How I Modernized OpenShift Infrastructure to Scale an App
🌍 Situation
The Highway Maintenance Contractor Reporting (HMCR) application is a core platform used by contractors across British Columbia to report on road maintenance activities—everything from pothole fixes to rockfall clearing and winter road salts.
When I joined the project, the application was functional but fragile.
- The app worked… most of the time.
- The infrastructure? Cobwebbed YAML, manual patches, and tribal knowledge.
- OpenShift deployments were automated via GitHub Actions, but only skin-deep.

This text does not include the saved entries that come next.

PR #119, opened 2026-04-27
Fix package diagnostics for uninstalled packages and cold start

jbearak:
## Summary

Fixes a tangle of related bugs around the \`Undefined variable\` and \`Package not installed\` diagnostics for files containing \`library(P); P_func()\` when \`P\` is not installed. Symptoms ranged from "diagnostic flashes briefly then disappears" to "diagnostic never appears until the file is edited."

The fixes split cleanly across the diagnostic pipeline (suppression gates, package existence checks, scan-window handling, cross-file inheritance, force-republish gating). Each issue has its own commit so any future regression bisects to a specific fix.

## What changed (oldest → newest)

1. **\`4c1cf67\`** — \`package_cache_pending\` suppression must check \`package_exists()\` in addition to \`!is_cached_sync()\`. A never-installed package is also never cached, so without the existence check, uninstalled packages were permanently suppressed as if still loading.

2. **\`3f6412f\`** — "Package not installed" gate must not use \`r_subprocess.is_none()\` alone. \`ensure_package_library_initialized()\` can populate \`lib_paths\` without attaching an R subprocess; the correct gate is \`lib_paths().is_empty() && r_subprocess().is_none()\` (suppress only when there's no information at all).

3. **\`39e90a5\`** — \`PackageLibrary::package_exists()\` must consult the filesystem only, never the in-memory cache. \`prefetch_packages()\` inserts an empty-exports cache entry for any package R fails to load (asNamespace error swallowed by \`tryCatch\`), so trusting the cache made never-installed packages appear "installed."

4. **\`711b332\`** (later replaced by \`1565f15\`) — Initial attempt at per-identifier deferral during the workspace-scan window. Surfaced package-related function calls early but produced false positives for parent-defined helpers (\`library(dplyr); helper_fn()\` where \`helper_fn\` was actually defined in a sibling file).

5. **\`8d0fd12\`** — \`state.workspace_imports\` now stores \`(package, symbol)\` pairs (was \`Vec<String>\` of bare symbol names). The undefined-variable suppression that consults it must verify the source package is actually installed via \`package_library.package_exists(pkg)\` before suppressing — otherwise a workspace package whose NAMESPACE imports \`lmer\` from \`lme4\` silenced "Undefined variable: lmer" diagnostics workspace-wide even when \`lme4\` is not installed.

6. **\`745cf8f\`** — Post-workspace-scan path must call \`prefetch_packages_for_open_documents\` BEFORE force-republishing open documents. \`apply_workspace_index\` exposes auto-detected backward edges for the first time, so packages newly visible via inherited scope from now-indexed parent files were staying \`is_cached_sync = false\` forever (no later trigger cached them), and \`package_cache_pending\` permanently silenced \`lmer()\` after \`library(lme4)\` even though lme4 itself was uninstalled.

7. **\`1565f15\`** — Reverts \`711b332\`'s per-identifier deferral to a function-level early return. The textual \`has_prior_package_loader_call\` check was too coarse — any function call after any \`library(\` was treated as "package-related," producing flash-then-clear false positives for parent-defined helpers. Defer ALL undefined-variable diagnostics during the workspace-scan window; the post-scan force-republish re-runs the collector with the full dep graph in place.

8. **\`7378a74\`** — \`force_republish\` is now a counter (\`HashMap<Url, u32>\`) instead of a set. Each \`mark_force_republish\` increments; each \`record_publish\` decrements (saturating). With \`1565f15\` making the post-scan force-republish the only source of undefined-variable diagnostics for cold-opened files, a single intervening publish (e.g. the \`did_open\` stabilization task at T+750ms) was clearing the marker and blocking the post-scan revalidation at the same version, so the diagnostic was computed but never sent. Editing the file bumped the version and bypassed the gate, which is why diagnostics only appeared after a no-op space edit. The counter ensures N marks reliably get N publishes through the gate.

Plus: bumped \`@vscode/vsce\` to 3.9.1 (\`cd03cfd\`).

## Tests

- Added 7+ new unit tests covering each scenario: uninstalled packages, installed-but-uncached packages, missing-package gate with no R subprocess, \`package_exists\` ignoring cache, cold-start deferral, NAMESPACE import broken-by-uninstalled-source, post-scan prefetch from closed parent chain, multi-mark force-republish.
- Updated \`test_package_function_call_not_flagged_while_package_cache_pending\` and \`test_package_exists_cached_package_not_on_disk\` to reflect new semantics.
- All 2985 lib unit tests pass.

## Test plan

- [ ] Cold-open a file with \`library(uninstalled_pkg); some_fn()\` in a single-file workspace — both \"Package not installed\" and \"Undefined variable: some_fn\" should appear within ~1-2 seconds.
- [ ] Cold-open the same file inside a larger workspace where parent files in the source() chain load other (installed) packages — both diagnostics should still appear.
- [ ] Cold-open a file with \`library(dplyr); helper_fn()\` where \`helper_fn\` is defined in a sibling file — \`helper_fn\` should NOT be flagged once the workspace scan completes.
- [ ] Open a file that uses a NAMESPACE-imported symbol from a workspace package; uninstall the source package; diagnostic should appear after a refresh.
- [ ] Verify diagnostics appear on initial open without requiring a no-op edit.

---

<a href="https://app.devin.ai/review/jbearak/raven/pull/119" target="_blank">
  <picture>
    Open in Devin Review
  </picture>
</a>

## Summary by CodeRabbit

* **Bug Fixes**
  * More accurate diagnostics: "undefined variable" and "missing package" warnings are only suppressed when packages are confirmed installed on disk, preventing transient "appears then clears" behavior and ensuring deferral during workspace cold-start until scanning completes.
  * NAMESPACE-imported symbols no longer hide errors unless a mapped package is verified installed.
* **Refactor**
  * Forced republish handling now counts requests so multiple forced republish requests are honored independently.
* **Documentation**
  * Guidance updated to clarify caching and diagnostic-suppression rules.


jbearak:
### Code review

PR #122, opened 2026-04-27
fix: scope visibility for self-referential assignments

jbearak:
## Summary
- Emit "Undefined variable" diagnostic for `merp <- merp` (single-line and multi-line) — R evaluates the RHS *before* installing the LHS binding, so the LHS must not be in scope inside its own RHS.
- Decouple "anchor" and "visibility" positions on `ScopeEvent::Def`: `line/column` stays at the LHS for timeline sort and function-scope annotation; new `visible_from_line/visible_from_column` is the position at which the binding actually enters scope (end of assignment for non-function RHSs; LHS for function-definition RHSs, including parenthesized variants like `f <- (function() f())` so recursion still resolves).
- Sort the artifact timeline by each event's *effect* position via `event_effect_position`. This also fixes `x <- { rm(x); 1 }`, where the inner `rm(x)` was being applied *after* the Def event finalized the binding, silently dropping it.

Hover and go-to-definition are unaffected — the symbol's own `defined_line/defined_column` still points at the LHS identifier.

## Test plan
- [x] New test `test_self_referential_assignment_rhs_is_undefined` covers single-line and multi-line `merp <- merp`, plus the prior-binding case (`merp <- 1; merp <- merp` should not flag).
- [x] New test `test_assignment_def_processed_after_internal_rm` (and `test_assignment_binding_visible_after_rhs_with_internal_rm` at the diagnostic level) cover the timeline-ordering corollary.
- [x] New tests `test_parenthesized_function_rhs_visible_from_lhs` and `test_parenthesized_function_definition_rhs_supports_recursion` cover `f <- (function() f())` and `(function() g()) -> g`.
- [x] Existing scope, property, and integration tests updated to reflect that mid-assignment query positions correctly do not yet have the LHS binding installed.
- [x] Full suite passes: `cargo test -p raven` (2993 lib + 103 + 59 doctests).

## Notes for reviewers
- AGENTS.md gained four new Learnings: the two-position model, the test-position guidance, the timeline-sort invariant, and the paren-unwrap requirement.
- The diagnostic-level `merp <- merp` test is the user-facing regression check; the scope-level tests in `scope.rs` lock down the semantic invariants that the diagnostic test depends on (so a future change that papers over the bug at the diagnostic layer without fixing the scope semantics will still fail).

---

<a href="https://app.devin.ai/review/jbearak/raven/pull/122" target="_blank">
  <picture>
    Open in Devin Review
  </picture>
</a>

## Summary by CodeRabbit

* **Bug Fixes**
  * More accurate variable visibility timing so undefined-variable diagnostics appear only after an assignment's value becomes visible; timeline ordering updated so removals and definition finalization apply in correct effect/visibility order, fixing self-referential and parenthesized-recursive assignment cases.

* **Documentation**
  * Expanded scope-resolution guidance and diagnostic-publishing rules; formatting newline added.

* **Tests**
  * Added/refined tests for assignment visibility, rm()-style mutations, and recursive function forms.


jbearak:
### Code review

- CI/CD existed, but we were far from modern DevOps.
Contractor adoption increased and the volume of maintenance reports skyrocketed. From a flow of new hires to the project, internal users have also increased. Both which increased the load on the application. Hence:
We needed HMCR to keep up with modern standards and scale
🎯 Task
My task was threefold:
- Stabilize and understand the existing OpenShift-based deployment pipeline—without breaking production.
- Modernize our infrastructure to support scalability, automation, and observability across multiple environments (
dev
,test
,uat
,prod
). - Scale the application to meet growing number of users that further increase application load.
🔧 Action
🔍 Step 1: Understand the Processes
I started by dissecting how the HMCR app deployed:
- Traced GitHub Actions workflows that built Docker images and pushed to OpenShift.
- Analyzed relationships between
DeploymentConfig
,BuildConfig
, andImageStream
wirings. - Explored route configs, internal TLS, and how our build triggers were set up.
The app was running in OpenShift, but it was held together with duct tape.
🔁 Step 2: Migrate from DeploymentConfig to Kubernetes Deployments
OpenShift's DeploymentConfig
had limitations and was in the deprecation phase. We needed better compatibility with Kubernetes-native tooling and Helm charts. So, I:
- Rewrote all deployment manifests to use
apps/v1 Deployment
- Replaced
BuildConfigs
with external image builds via GitHub Actions - Updated GitHub workflows to push directly to OpenShift's internal image registry
This allowed us to ditch OpenShift-specific legacy components and move toward portable, K8s-native deployment practices.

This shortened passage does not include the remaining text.